Assignment> All entries that follow are to be written out verbatim.

Source data:
PR #1455, opened 2024-04-23
Configuration support for human-readable bytes

AhmedSoliman:
Configuration support for human-readable bytes

- Add human-readable bytes support to the configuration
- Full review of naming
- Remove values the default to MAX and use Option instead
- Various fixes for better default values and hiding some internal options

Default config:

```toml
roles = [
    "worker",
    "admin",
    "metadata-store",
]
cluster-name = "localcluster"
allow-bootstrap = true
metadata-store-address = "http://127.0.0.1:5123/"
bind-address = "0.0.0.0:5122"
advertised-address = "http://127.0.0.1:5122/"
shutdown-timeout = "1m"
tracing-filter = "info"
log-filter = "info"
log-format = "pretty"
log-disable-ansi-codes = false
disable-prometheus = false
rocksdb-total-memory-size = "4.0 GB"
rocksdb-total-memtables-size = "0 B"
rocksdb-high-priority-bg-threads = 2

[http-keep-alive-options]
interval = "40s"
timeout = "20s"

[worker]
internal-queue-length = 64
rocksdb-write-buffer-size = "256.0 MB"
rocksdb-max-total-wal-size = "2.0 GB"
rocksdb-disable-wal = true
rocksdb-disable-statistics = false
rocksdb-max-background-jobs = 12
rocksdb-compaction-readahead-size = "2.0 MB"
rocksdb-statistics-level = "except-detailed-timers"
bootstrap-num-partitions = 64

[worker.invoker]
inactivity-timeout = "1m"
abort-timeout = "1m"
message-size-warning = "10.0 MB"

[worker.invoker.retry-policy]
type = "exponential"
initial-interval = "50ms"
factor = 2.0
max-interval = "10s"

[admin]
bind-address = "0.0.0.0:9070"

[admin.query-engine]
pgsql-bind-address = "0.0.0.0:9071"

[ingress]
bind-address = "0.0.0.0:8080"
kafka-clusters = []

[bifrost]
default-provider = "local"

[bifrost.local]
rocksdb-write-buffer-size = "256.0 MB"
rocksdb-max-total-wal-size = "2.0 GB"
rocksdb-disable-wal = false
rocksdb-disable-statistics = false
rocksdb-max-background-jobs = 12
rocksdb-compaction-readahead-size = "2.0 MB"
rocksdb-statistics-level = "except-detailed-timers"
writer-batch-commit-count = 500
writer-batch-commit-duration = "5ns"
sync-wal-before-ack = true

[metadata-store]
bind-address = "0.0.0.0:5123"
request-queue-length = 32

[metadata-store.rocksdb]
rocksdb-write-buffer-size = "256.0 MB"
rocksdb-max-total-wal-size = "2.0 GB"
rocksdb-disable-wal = true
rocksdb-disable-statistics = false
rocksdb-max-background-jobs = 12
rocksdb-compaction-readahead-size = "2.0 MB"
rocksdb-statistics-level = "except-detailed-timers"
```

### DIFF
--- a/crates/serde-util/src/byte_count.rs
+++ b/crates/serde-util/src/byte_count.rs
@@ -1,0 +1,383 @@
+// Copyright (c) 2024 -  Restate Software, Inc., Restate GmbH.
+// All rights reserved.
+//
+// Use of this software is governed by the Business Source License
+// included in the LICENSE file.
+//
+// As of the Change Date specified in that file, in accordance with
+// the Business Source License, use of this software will be governed
+// by the Apache License, Version 2.0.
+
+use std::fmt::{self, Display};
+use std::num::{NonZeroU64, NonZeroUsize};
+use std::str::FromStr;
+
+use bytesize::ByteSize;
+use serde::de::Visitor;
+use serde::{de, de::Deserialize, Deserializer, Serialize, Serializer};
+use serde_with::{DeserializeAs, SerializeAs};
+
+#[derive(Debug, Clone, Eq, PartialEq, Ord, PartialOrd, Copy, Hash)]
+pub struct ByteCount<const CAN_BE_ZERO: bool = true>(u64);
+pub type NonZeroByteCount = ByteCount<false>;
+
+#[cfg(feature = "schema")]
+impl schemars::JsonSchema for ByteCount<true> {
+    fn schema_name() -> String {
+        "HumanBytes".to_owned()
+    }
+
+    fn schema_id() -> std::borrow::Cow<'static, str> {
+        std::borrow::Cow::Owned(std::concat!(std::module_path!(), "::", "HumanBytes").to_owned())
+    }
+
+    fn json_schema(gen: &mut schemars::gen::SchemaGenerator) -> schemars::schema::Schema {
+        let mut schema: schemars::schema::SchemaObject = gen.subschema_for::<String>().into();
+        schema.format = Some("human-bytes".to_owned());
+        let validation = schema.string();
+        validation.pattern = Some(r"^\d+(\.\d+)? ?[KMG]B$".to_string());
+        validation.min_length = Some(1);
+        let validation = schema.number();
+        validation.minimum = Some(1.0);
+        let metadata = schema.metadata();
+        metadata.title = Some("Human-readable bytes".to_owned());
+        metadata.description = Some("Human-readable bytes".to_owned());
+        schema.into()
+    }
+}
+#[cfg(feature = "schema")]
+impl schemars::JsonSchema for ByteCount<false> {
+    fn schema_name() -> String {
+        "NonZeroHumanBytes".to_owned()
+    }
+
+    fn schema_id() -> std::borrow::Cow<'static, str> {
+        std::borrow::Cow::Owned(
+            std::concat!(std::module_path!(), "::", "NonZeroHumanBytes").to_owned(),
+        )
+    }
+
+    fn json_schema(gen: &mut schemars::gen::SchemaGenerator) -> schemars::schema::Schema {
+        let mut schema: schemars::schema::SchemaObject = gen.subschema_for::<String>().into();
+        schema.format = Some("non-zero human-bytes".to_owned());
+        let validation = schema.string();
+        validation.pattern = Some(r"^\d+(\.\d+)? ?[KMG]B$".to_string());
+        validation.min_length = Some(1);
+        let validation = schema.number();
+        validation.minimum = Some(1.0);
+        let metadata = schema.metadata();
+        metadata.title = Some("Non-zero human-readable bytes".to_owned());
+        metadata.description = Some("Non-zero human-readable bytes".to_owned());
+        schema.into()
+    }
+}
+
+impl ByteCount<true> {
+    pub fn new(value: u64) -> Self {
+        Self(value)
+    }
+}
+
+impl ByteCount<false> {
+    pub fn new(value: NonZeroUsize) -> Self {
+        Self(usize::from(value) as u64)
+    }
+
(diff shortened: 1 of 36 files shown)


jackkleeman (approved):
Thanks for the heads up! I don't think we are setting any of these in cloud yet but let me know if we should be

crates/serde-util/src/byte_count.rs
```diff
@@ -0,0 +1,353 @@
...
+}
+
+impl<const CAN_BE_ZERO: bool> SerializeAs<u64> for ByteCount<CAN_BE_ZERO> {
+    fn serialize_as<S>(source: &u64, serializer: S) -> Result<S::Ok, S::Error>
+    where
+        S: serde::Serializer,
+    {
+        Self(*source).serialize(serializer)
+    }
+}
```
tillrohrmann, line 229: Shouldn't all `SerializeAs/DeserializeAs` implementations for zero-able types be only implemented for `ByteCount<true>`? Otherwise, when deserializing a 0 value using `ByteCount<false>`, it will probably crash.

tillrohrmann: Ok, I see how you are using it in the options structs to enforce that a `u64` is actually non-zero when deserializing it. I am wondering whether we shouldn't change the type from u64 to `NonZeroU64` for those fields instead. The reason is that we can now construct a `CommonOptions` with 0 valued fields which we can serialize but fail to deserialize because of the non-zero constraint that is only enforced at deserialization time.

crates/types/src/config/common.rs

Exercise output>
PR #1455, opened 2024-04-23
Configuration support for human-readable bytes

AhmedSoliman:
Configuration support for human-readable bytes

- Add human-readable bytes support to the configuration
- Full review of naming
- Remove values the default to MAX and use Option instead
- Various fixes for better default values and hiding some internal options

Default config:

```toml
roles = [
    "worker",
    "admin",
    "metadata-store",
]
cluster-name = "localcluster"
allow-bootstrap = true
metadata-store-address = "http://127.0.0.1:5123/"
bind-address = "0.0.0.0:5122"
advertised-address = "http://127.0.0.1:5122/"
shutdown-timeout = "1m"
tracing-filter = "info"
log-filter = "info"
log-format = "pretty"
log-disable-ansi-codes = false
disable-prometheus = false
rocksdb-total-memory-size = "4.0 GB"
rocksdb-total-memtables-size = "0 B"
rocksdb-high-priority-bg-threads = 2

[http-keep-alive-options]
interval = "40s"
timeout = "20s"

[worker]
internal-queue-length = 64
rocksdb-write-buffer-size = "256.0 MB"
rocksdb-max-total-wal-size = "2.0 GB"
rocksdb-disable-wal = true
rocksdb-disable-statistics = false
rocksdb-max-background-jobs = 12
rocksdb-compaction-readahead-size = "2.0 MB"
rocksdb-statistics-level = "except-detailed-timers"
bootstrap-num-partitions = 64

[worker.invoker]
inactivity-timeout = "1m"
abort-timeout = "1m"
message-size-warning = "10.0 MB"

[worker.invoker.retry-policy]
type = "exponential"
initial-interval = "50ms"
factor = 2.0
max-interval = "10s"

[admin]
bind-address = "0.0.0.0:9070"

[admin.query-engine]
pgsql-bind-address = "0.0.0.0:9071"

[ingress]
bind-address = "0.0.0.0:8080"
kafka-clusters = []

[bifrost]
default-provider = "local"

[bifrost.local]
rocksdb-write-buffer-size = "256.0 MB"
rocksdb-max-total-wal-size = "2.0 GB"
rocksdb-disable-wal = false
rocksdb-disable-statistics = false
rocksdb-max-background-jobs = 12
rocksdb-compaction-readahead-size = "2.0 MB"
rocksdb-statistics-level = "except-detailed-timers"
writer-batch-commit-count = 500
writer-batch-commit-duration = "5ns"
sync-wal-before-ack = true

[metadata-store]
bind-address = "0.0.0.0:5123"
request-queue-length = 32

[metadata-store.rocksdb]
rocksdb-write-buffer-size = "256.0 MB"
rocksdb-max-total-wal-size = "2.0 GB"
rocksdb-disable-wal = true
rocksdb-disable-statistics = false
rocksdb-max-background-jobs = 12
rocksdb-compaction-readahead-size = "2.0 MB"
rocksdb-statistics-level = "except-detailed-timers"
```

### DIFF
--- a/crates/serde-util/src/byte_count.rs
+++ b/crates/serde-util/src/byte_count.rs
@@ -1,0 +1,383 @@
+// Copyright (c) 2024 -  Restate Software, Inc., Restate GmbH.
+// All rights reserved.
+//
+// Use of this software is governed by the Business Source License
+// included in the LICENSE file.
+//
+// As of the Change Date specified in that file, in accordance with
+// the Business Source License, use of this software will be governed
+// by the Apache License, Version 2.0.
+
+use std::fmt::{self, Display};
+use std::num::{NonZeroU64, NonZeroUsize};
+use std::str::FromStr;
+
+use bytesize::ByteSize;
+use serde::de::Visitor;
+use serde::{de, de::Deserialize, Deserializer, Serialize, Serializer};
+use serde_with::{DeserializeAs, SerializeAs};
+
+#[derive(Debug, Clone, Eq, PartialEq, Ord, PartialOrd, Copy, Hash)]
+pub struct ByteCount<const CAN_BE_ZERO: bool = true>(u64);
+pub type NonZeroByteCount = ByteCount<false>;
+
+#[cfg(feature = "schema")]
+impl schemars::JsonSchema for ByteCount<true> {
+    fn schema_name() -> String {
+        "HumanBytes".to_owned()
+    }
+
+    fn schema_id() -> std::borrow::Cow<'static, str> {
+        std::borrow::Cow::Owned(std::concat!(std::module_path!(), "::", "HumanBytes").to_owned())
+    }
+
+    fn json_schema(gen: &mut schemars::gen::SchemaGenerator) -> schemars::schema::Schema {
+        let mut schema: schemars::schema::SchemaObject = gen.subschema_for::<String>().into();
+        schema.format = Some("human-bytes".to_owned());
+        let validation = schema.string();
+        validation.pattern = Some(r"^\d+(\.\d+)? ?[KMG]B$".to_string());
+        validation.min_length = Some(1);
+        let validation = schema.number();
+        validation.minimum = Some(1.0);
+        let metadata = schema.metadata();
+        metadata.title = Some("Human-readable bytes".to_owned());
+        metadata.description = Some("Human-readable bytes".to_owned());
+        schema.into()
+    }
+}
+#[cfg(feature = "schema")]
+impl schemars::JsonSchema for ByteCount<false> {
+    fn schema_name() -> String {
+        "NonZeroHumanBytes".to_owned()
+    }
+
+    fn schema_id() -> std::borrow::Cow<'static, str> {
+        std::borrow::Cow::Owned(
+            std::concat!(std::module_path!(), "::", "NonZeroHumanBytes").to_owned(),
+        )
+    }
+
+    fn json_schema(gen: &mut schemars::gen::SchemaGenerator) -> schemars::schema::Schema {
+        let mut schema: schemars::schema::SchemaObject = gen.subschema_for::<String>().into();
+        schema.format = Some("non-zero human-bytes".to_owned());
+        let validation = schema.string();
+        validation.pattern = Some(r"^\d+(\.\d+)? ?[KMG]B$".to_string());
+        validation.min_length = Some(1);
+        let validation = schema.number();
+        validation.minimum = Some(1.0);
+        let metadata = schema.metadata();
+        metadata.title = Some("Non-zero human-readable bytes".to_owned());
+        metadata.description = Some("Non-zero human-readable bytes".to_owned());
+        schema.into()
+    }
+}
+
+impl ByteCount<true> {
+    pub fn new(value: u64) -> Self {
+        Self(value)
+    }
+}
+
+impl ByteCount<false> {
+    pub fn new(value: NonZeroUsize) -> Self {
+        Self(usize::from(value) as u64)
+    }
+
(diff shortened: 1 of 36 files shown)


jackkleeman (approved):
Thanks for the heads up! I don't think we are setting any of these in cloud yet but let me know if we should be

crates/serde-util/src/byte_count.rs
```diff
@@ -0,0 +1,353 @@
...
+}
+
+impl<const CAN_BE_ZERO: bool> SerializeAs<u64> for ByteCount<CAN_BE_ZERO> {
+    fn serialize_as<S>(source: &u64, serializer: S) -> Result<S::Ok, S::Error>
+    where
+        S: serde::Serializer,
+    {
+        Self(*source).serialize(serializer)
+    }
+}
```
tillrohrmann, line 229: Shouldn't all `SerializeAs/DeserializeAs` implementations for zero-able types be only implemented for `ByteCount<true>`? Otherwise, when deserializing a 0 value using `ByteCount<false>`, it will probably crash.

tillrohrmann: Ok, I see how you are using it in the options structs to enforce that a `u64` is actually non-zero when deserializing it. I am wondering whether we shouldn't change the type from u64 to `NonZeroU64` for those fields instead. The reason is that we can now construct a `CommonOptions` with 0 valued fields which we can serialize but fail to deserialize because of the non-zero constraint that is only enforced at deserialization time.

crates/types/src/config/common.rs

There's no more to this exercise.